An instrument was found and within two years a Juilliard violin teacher had arranged lessons for her with one of his students. She recently discovered videotapes of herself playing at that age and was pleasantly surprised.
“I have to say, it was pretty beautiful … for a kid,” she said.
Her family moved back to Israel, but she returned to the States for a Masters of Music degree from the New England Conservatory. Clearly a believer that “rests” should be limited to her violin parts, she augmented her studies by co-founding the self-conducted Chamber Orchestra A Far Cry. Although she surrendered membership when she joined the IPO in 2012, she joins them when she can, most recently in a May 26 concert with members of the Silk Road Ensemble.
In addition to five seasons globetrotting with the IPO, Cohen has been a member of Daniel Barenboim‘s West Eastern Divan Orchestra since she was 20, and, having played with members of the Qatar Symphony, Tehran Symphony and others, expects to recognize other Concert for Unity musicians.

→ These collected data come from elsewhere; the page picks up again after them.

Issue #599, opened 2016-10-06
Union functions not yet fixed


Hello23-Ygopro:
I just used a-assault core's script for reference and noticed something in its equip function ,

```
function c30012506.eqop(e,tp,eg,ep,ev,re,r,rp)
    local c=e:GetHandler()
    local tc=Duel.GetFirstTarget()
    if not c:IsRelateToEffect(e) or c:IsFacedown() then return end
    if not tc:IsRelateToEffect(e) or not c30012506.filter(tc) then
        Duel.SendtoGrave(c,**REASON_EFFECT**)
        return
    end
    if not Duel.Equip(tp,c,tc,false) then return end
    aux.SetUnionState(c)
end
```

Im no expert , but shouldnt `**REASON_EFFECT**` be `**REASON_RULE**` ?
its sending the monster to the grave because of a game mechanic , being a wrong target
those generally use `REASON_RULE `

salix5:
I agree that it should be REASON_RULE, and maybe all union monsters have the same problem.

Hello23-Ygopro:
@salix5 I dont know if all union monsters have the problem
But im guessing they do since the union update , if that line was copy-pasted , it looks like it was..
Heres some more of the newer union monsters i found with the same lines : 
https://github.com/Fluorohydride/ygopro-scripts/blob/master/c77411244.lua#L72
https://github.com/Fluorohydride/ygopro-scripts/blob/master/c3405259.lua#L72
https://github.com/Fluorohydride/ygopro-scripts/blob/master/c64500000.lua#L73
https://github.com/Fluorohydride/ygopro-scripts/blob/master/c65622692.lua#L73

If you agree it should be REASON_RULE , ill make the few pull requests

Hello23-Ygopro:
Its probably best to fix when links and procuderes and scripts gets compatable first , cus its more important

Thank you for your time

PR #757, opened 2017-01-14
fix Unions equip op

Hello23-Ygopro:
Like i said here - https://github.com/Fluorohydride/ygopro-scripts/issues/599

Before i modify the others , i just wanna make sure that it should be `REASON_RULE` and not `REASON_EFFECT`
i understand it as follows - it sends the equipped monster to the grave as a **rule ( a game mechanic )** because its the wrong target `not c30012506.filter(tc)` or if its not in the same instance as it was when "A-Assault Core" targeted it `not tc:IsRelateToEffect(e)`


Hello23-Ygopro:
Stale branch , revisit on another time

PR #758, opened 2017-01-15
Added Flag for Effects That Activate by Detaching Xyz Materials as cost.

TheOnePharaoh:


c74294676.lua
```diff
@@ -56,10 +57,6 @@ end
 function c74294676.condition2(e,tp,eg,ep,ev,re,r,rp)
 	return Duel.GetCurrentChain()==0
 end
-function c74294676.cost2(e,tp,eg,ep,ev,re,r,rp,chk)
```
TheOnePharaoh: it's the same cost

c77631175.lua
```diff
@@ -14,7 +14,7 @@ function c77631175.initial_effect(c)
 	--damage
 	local e2=Effect.CreateEffect(c)
 	e2:SetDescription(aux.Stringid(77631175,1))
-	e2:SetCategory(CATEGORY_DAMAGE)
+	e2:SetCategory(CATEGORY_ATKCHANGE+CATEGORY_DAMAGE)
```
TheOnePharaoh: Category was missing

mercury233:
what is this flag for?

purerosefallen:
why not a category but a property?

TheOnePharaoh:
@purerosefallen it's a property because it's cost related not effect related.

Hello23-Ygopro:
Thanks , thats a lot of scripts that got updated
but do you mind saying which cards need that flag ? Is it to help some unreleased ocg cards to function properly , or anime/manga/vg/etc, related , or maybe as a pre-caution for future effects ?

c77631175.lua
Hello23-Ygopro: i dont think they care about missing Categorys anymore

PR #761, opened 2017-01-16
Official Number for Zarc in the Summon Procedures

TheOnePharaoh:


TheOnePharaoh:
@VanillaSalt

destdev:
I've already hotfixed that on the Devpro server about 4 hours ago

PR #763, opened 2017-01-17
add missing category for Worm Hope, etc.

Hello23-Ygopro:
OCG effect is :
リバース：このカードが相手モンスターの攻撃によってリバースした場合、デッキからカードを１枚ドローする。また、このカードがフィールド上から墓地へ送られた時、自分は手札を１枚選んで墓地へ送る。
Also, when this card is sent from the top of the field to the Graveyard, you choose 1 card and send it to the Graveyard.

Its an Effect that starts a Chain , so it needs a Category

Same as Laval the Greater ,
effects that includes sending a card from your hand to the Grave : 
https://github.com/Fluorohydride/ygopro-scripts/blob/master/c12986807.lua#L9
And Number 10: Illumiknight : 
https://github.com/Fluorohydride/ygopro-scripts/blob/master/c11411223.lua#L8
etc.

### DIFF
--- a/c11159464.lua
+++ b/c11159464.lua
@@ -10,6 +10,7 @@ function c11159464.initial_effect(c)
 	--discard
 	local e2=Effect.CreateEffect(c)
 	e2:SetDescription(aux.Stringid(11159464,0))
+	e2:SetCategory(CATEGORY_TOGRAVE)
 	e2:SetType(EFFECT_TYPE_SINGLE+EFFECT_TYPE_TRIGGER_F)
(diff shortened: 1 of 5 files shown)


Hello23-Ygopro:
Should CATEGORY_HANDES be used instead of CATEGORY_TOGRAVE , when an effect includes sending a Card from the hand to the gravey , like Gaia, the Mid-Knight Sun ? 
https://github.com/Fluorohydride/ygopro-scripts/blob/master/c40371092.lua#L6

PR #768, opened 2017-01-20
fix Synchro Call

mercury233:
Fix: the missing sync monster limit


Hello23-Ygopro:
Thanks , thats a big fix

PR #771, opened 2017-01-20
update category

mercury233:
for _Ghost Ash & Spring Flowers / 灰流うらら_
more cards need to be updated, but I can't find them...


Hello23-Ygopro:
Try using DataEditorX and press "Reset" and enter key words in the effect field and press "Search"
thats what i did when i looked for specific Category of cards , but its impossable to do in Ygopro Percy cus the databases are split in the live folder , and its better to search in original Chinese/Japanese for OCG rulings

Gilbert has said he wants “Concert for Unity” to continue after he retires his Philharmonic baton, and having Cohen in the string section is a good omen. Her prescience in identifying an instrument of expression at such a young age suggests one born with an old soul, and whether it is with her music, an orchestra, her friends and family, herself or AFIPO members, she likes relationships to last.
“I really love the fact that the violin sound has infinite duration,” she once told a reporter. “The Italian word is sostenuto: You can make the sound seem endless, like something unnatural.”
“I always feel very curious about the people who – a propos of sostenuto – sustain my life as a musician,” she said. “When I meet them after a concert or at an event, the personal connection becomes like a commitment to each other.
“And it goes both ways,” she continued. “Musicians must hold to their aspirations. I’m realizing more and more, and on deeper levels, about the connection between myself as a person and myself as violinist. At the core of being a performing artist you need to be very honest with yourself, and by knowing yourself you know what you’re trying to project. I often think that if I am the most honest to myself, then others will connect more deeply with the music I create.”
The launch of Gilbert’s international bridge-building effort immediately precedes Cohen’s most significant connection. In July she marries her boyfriend, an IT professional, and the sound that has been her lifelong love can also serve as a metaphor.
“I never gave much thought to exactly why I loved the sound of the violin,” she said. “But I do think kids, actually, at a very young age can just love something, deeply. And usually if they follow what they love, they’ll continue loving it.
“Certainly one thing that attracted me to the violin was that bowing permits the sound to be continuous. There’s something very … eternal about it,” she said finally. “The sound of a violin does not end when there is no more breath.”